Description of the task:
Copy out the full set of records. Keep every word the same.

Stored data
☆ ☆ ☆ ☆

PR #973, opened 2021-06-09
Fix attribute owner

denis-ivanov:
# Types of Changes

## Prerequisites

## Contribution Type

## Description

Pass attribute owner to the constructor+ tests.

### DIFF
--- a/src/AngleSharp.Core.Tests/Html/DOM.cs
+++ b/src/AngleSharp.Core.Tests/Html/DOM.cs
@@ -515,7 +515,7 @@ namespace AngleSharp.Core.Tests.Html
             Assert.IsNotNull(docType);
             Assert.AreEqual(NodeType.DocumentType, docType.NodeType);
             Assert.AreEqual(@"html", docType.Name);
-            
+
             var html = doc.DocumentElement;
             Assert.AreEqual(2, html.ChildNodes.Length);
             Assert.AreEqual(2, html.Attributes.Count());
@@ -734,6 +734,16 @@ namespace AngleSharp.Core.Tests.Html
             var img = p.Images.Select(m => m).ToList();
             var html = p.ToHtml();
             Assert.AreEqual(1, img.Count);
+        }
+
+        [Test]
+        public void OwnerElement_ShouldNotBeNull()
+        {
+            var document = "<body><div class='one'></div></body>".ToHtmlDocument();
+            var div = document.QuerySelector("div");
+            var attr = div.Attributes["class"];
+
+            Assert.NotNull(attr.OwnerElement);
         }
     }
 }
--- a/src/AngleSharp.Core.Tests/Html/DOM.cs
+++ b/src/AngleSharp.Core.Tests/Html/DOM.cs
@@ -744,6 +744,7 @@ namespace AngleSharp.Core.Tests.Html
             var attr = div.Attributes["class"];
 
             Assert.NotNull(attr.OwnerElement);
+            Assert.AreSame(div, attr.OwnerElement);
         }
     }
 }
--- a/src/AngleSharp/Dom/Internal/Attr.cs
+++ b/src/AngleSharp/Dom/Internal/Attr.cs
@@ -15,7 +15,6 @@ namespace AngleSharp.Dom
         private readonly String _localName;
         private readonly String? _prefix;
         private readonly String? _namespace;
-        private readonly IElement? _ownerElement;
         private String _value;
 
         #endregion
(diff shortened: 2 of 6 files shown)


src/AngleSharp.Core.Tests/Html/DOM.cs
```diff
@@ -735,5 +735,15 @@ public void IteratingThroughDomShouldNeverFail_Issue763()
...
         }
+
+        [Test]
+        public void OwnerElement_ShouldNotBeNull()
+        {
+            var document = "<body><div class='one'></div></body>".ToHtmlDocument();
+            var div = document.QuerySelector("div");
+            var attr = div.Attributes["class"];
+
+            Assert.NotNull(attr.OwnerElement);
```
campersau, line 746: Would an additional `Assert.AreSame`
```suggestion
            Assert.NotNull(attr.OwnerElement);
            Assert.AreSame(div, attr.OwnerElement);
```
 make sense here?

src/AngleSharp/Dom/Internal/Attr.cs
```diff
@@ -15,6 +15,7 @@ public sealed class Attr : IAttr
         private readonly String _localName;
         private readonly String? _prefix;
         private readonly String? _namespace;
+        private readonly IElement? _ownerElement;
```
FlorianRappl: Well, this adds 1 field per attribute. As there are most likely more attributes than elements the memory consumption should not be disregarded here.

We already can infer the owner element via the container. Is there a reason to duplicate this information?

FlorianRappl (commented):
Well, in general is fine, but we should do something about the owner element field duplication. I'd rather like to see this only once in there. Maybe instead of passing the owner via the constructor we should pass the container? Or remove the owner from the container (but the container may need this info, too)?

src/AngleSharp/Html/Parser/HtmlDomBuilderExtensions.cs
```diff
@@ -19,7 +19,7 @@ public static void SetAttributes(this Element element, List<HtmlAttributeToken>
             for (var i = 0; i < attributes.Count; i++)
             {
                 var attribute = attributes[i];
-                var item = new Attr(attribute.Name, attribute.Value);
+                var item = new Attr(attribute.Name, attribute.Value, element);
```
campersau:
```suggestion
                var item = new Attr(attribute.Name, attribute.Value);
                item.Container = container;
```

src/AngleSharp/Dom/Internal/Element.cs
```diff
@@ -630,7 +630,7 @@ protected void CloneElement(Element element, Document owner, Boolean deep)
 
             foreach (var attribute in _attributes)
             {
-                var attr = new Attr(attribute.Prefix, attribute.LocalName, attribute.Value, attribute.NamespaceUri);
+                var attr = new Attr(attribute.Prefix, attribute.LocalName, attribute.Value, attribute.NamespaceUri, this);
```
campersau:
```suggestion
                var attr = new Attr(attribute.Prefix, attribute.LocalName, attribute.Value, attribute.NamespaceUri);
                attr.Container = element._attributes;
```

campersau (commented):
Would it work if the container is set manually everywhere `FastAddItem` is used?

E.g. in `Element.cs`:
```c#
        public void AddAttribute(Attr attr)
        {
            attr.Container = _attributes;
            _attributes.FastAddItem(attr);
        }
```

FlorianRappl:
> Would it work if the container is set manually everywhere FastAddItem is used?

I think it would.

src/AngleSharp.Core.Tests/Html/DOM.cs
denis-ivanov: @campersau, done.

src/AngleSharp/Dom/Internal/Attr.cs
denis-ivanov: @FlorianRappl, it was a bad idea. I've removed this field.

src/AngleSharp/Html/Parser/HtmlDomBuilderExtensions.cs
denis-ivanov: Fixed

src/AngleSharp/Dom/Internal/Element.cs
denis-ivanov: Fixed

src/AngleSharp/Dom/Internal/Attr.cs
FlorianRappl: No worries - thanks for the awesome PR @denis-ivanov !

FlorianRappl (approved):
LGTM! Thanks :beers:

☆ ☆ ☆ ☆

Written answer:
PR #973, opened 2021-06-09
Fix attribute owner

denis-ivanov:
# Types of Changes

## Prerequisites

## Contribution Type

## Description

Pass attribute owner to the constructor+ tests.

### DIFF
--- a/src/AngleSharp.Core.Tests/Html/DOM.cs
+++ b/src/AngleSharp.Core.Tests/Html/DOM.cs
@@ -515,7 +515,7 @@ namespace AngleSharp.Core.Tests.Html
             Assert.IsNotNull(docType);
             Assert.AreEqual(NodeType.DocumentType, docType.NodeType);
             Assert.AreEqual(@"html", docType.Name);
-            
+
             var html = doc.DocumentElement;
             Assert.AreEqual(2, html.ChildNodes.Length);
             Assert.AreEqual(2, html.Attributes.Count());
@@ -734,6 +734,16 @@ namespace AngleSharp.Core.Tests.Html
             var img = p.Images.Select(m => m).ToList();
             var html = p.ToHtml();
             Assert.AreEqual(1, img.Count);
+        }
+
+        [Test]
+        public void OwnerElement_ShouldNotBeNull()
+        {
+            var document = "<body><div class='one'></div></body>".ToHtmlDocument();
+            var div = document.QuerySelector("div");
+            var attr = div.Attributes["class"];
+
+            Assert.NotNull(attr.OwnerElement);
         }
     }
 }
--- a/src/AngleSharp.Core.Tests/Html/DOM.cs
+++ b/src/AngleSharp.Core.Tests/Html/DOM.cs
@@ -744,6 +744,7 @@ namespace AngleSharp.Core.Tests.Html
             var attr = div.Attributes["class"];
 
             Assert.NotNull(attr.OwnerElement);
+            Assert.AreSame(div, attr.OwnerElement);
         }
     }
 }
--- a/src/AngleSharp/Dom/Internal/Attr.cs
+++ b/src/AngleSharp/Dom/Internal/Attr.cs
@@ -15,7 +15,6 @@ namespace AngleSharp.Dom
         private readonly String _localName;
         private readonly String? _prefix;
         private readonly String? _namespace;
-        private readonly IElement? _ownerElement;
         private String _value;
 
         #endregion
(diff shortened: 2 of 6 files shown)


src/AngleSharp.Core.Tests/Html/DOM.cs
```diff
@@ -735,5 +735,15 @@ public void IteratingThroughDomShouldNeverFail_Issue763()
...
         }
+
+        [Test]
+        public void OwnerElement_ShouldNotBeNull()
+        {
+            var document = "<body><div class='one'></div></body>".ToHtmlDocument();
+            var div = document.QuerySelector("div");
+            var attr = div.Attributes["class"];
+
+            Assert.NotNull(attr.OwnerElement);
```
campersau, line 746: Would an additional `Assert.AreSame`
```suggestion
            Assert.NotNull(attr.OwnerElement);
            Assert.AreSame(div, attr.OwnerElement);
```
 make sense here?

src/AngleSharp/Dom/Internal/Attr.cs
```diff
@@ -15,6 +15,7 @@ public sealed class Attr : IAttr
         private readonly String _localName;
         private readonly String? _prefix;
         private readonly String? _namespace;
+        private readonly IElement? _ownerElement;
```
FlorianRappl: Well, this adds 1 field per attribute. As there are most likely more attributes than elements the memory consumption should not be disregarded here.

We already can infer the owner element via the container. Is there a reason to duplicate this information?

FlorianRappl (commented):
Well, in general is fine, but we should do something about the owner element field duplication. I'd rather like to see this only once in there. Maybe instead of passing the owner via the constructor we should pass the container? Or remove the owner from the container (but the container may need this info, too)?

src/AngleSharp/Html/Parser/HtmlDomBuilderExtensions.cs
```diff
@@ -19,7 +19,7 @@ public static void SetAttributes(this Element element, List<HtmlAttributeToken>
             for (var i = 0; i < attributes.Count; i++)
             {
                 var attribute = attributes[i];
-                var item = new Attr(attribute.Name, attribute.Value);
+                var item = new Attr(attribute.Name, attribute.Value, element);
```
campersau:
```suggestion
                var item = new Attr(attribute.Name, attribute.Value);
                item.Container = container;
```

src/AngleSharp/Dom/Internal/Element.cs
```diff
@@ -630,7 +630,7 @@ protected void CloneElement(Element element, Document owner, Boolean deep)
 
             foreach (var attribute in _attributes)
             {
-                var attr = new Attr(attribute.Prefix, attribute.LocalName, attribute.Value, attribute.NamespaceUri);
+                var attr = new Attr(attribute.Prefix, attribute.LocalName, attribute.Value, attribute.NamespaceUri, this);
```
campersau:
```suggestion
                var attr = new Attr(attribute.Prefix, attribute.LocalName, attribute.Value, attribute.NamespaceUri);
                attr.Container = element._attributes;
```

campersau (commented):
Would it work if the container is set manually everywhere `FastAddItem` is used?

E.g. in `Element.cs`:
```c#
        public void AddAttribute(Attr attr)
        {
            attr.Container = _attributes;
            _attributes.FastAddItem(attr);
        }
```

FlorianRappl:
> Would it work if the container is set manually everywhere FastAddItem is used?

I think it would.

src/AngleSharp.Core.Tests/Html/DOM.cs
denis-ivanov: @campersau, done.

src/AngleSharp/Dom/Internal/Attr.cs
denis-ivanov: @FlorianRappl, it was a bad idea. I've removed this field.

src/AngleSharp/Html/Parser/HtmlDomBuilderExtensions.cs
denis-ivanov: Fixed

src/AngleSharp/Dom/Internal/Element.cs
denis-ivanov: Fixed

src/AngleSharp/Dom/Internal/Attr.cs
FlorianRappl: No worries - thanks for the awesome PR @denis-ivanov !

FlorianRappl (approved):
LGTM! Thanks :beers:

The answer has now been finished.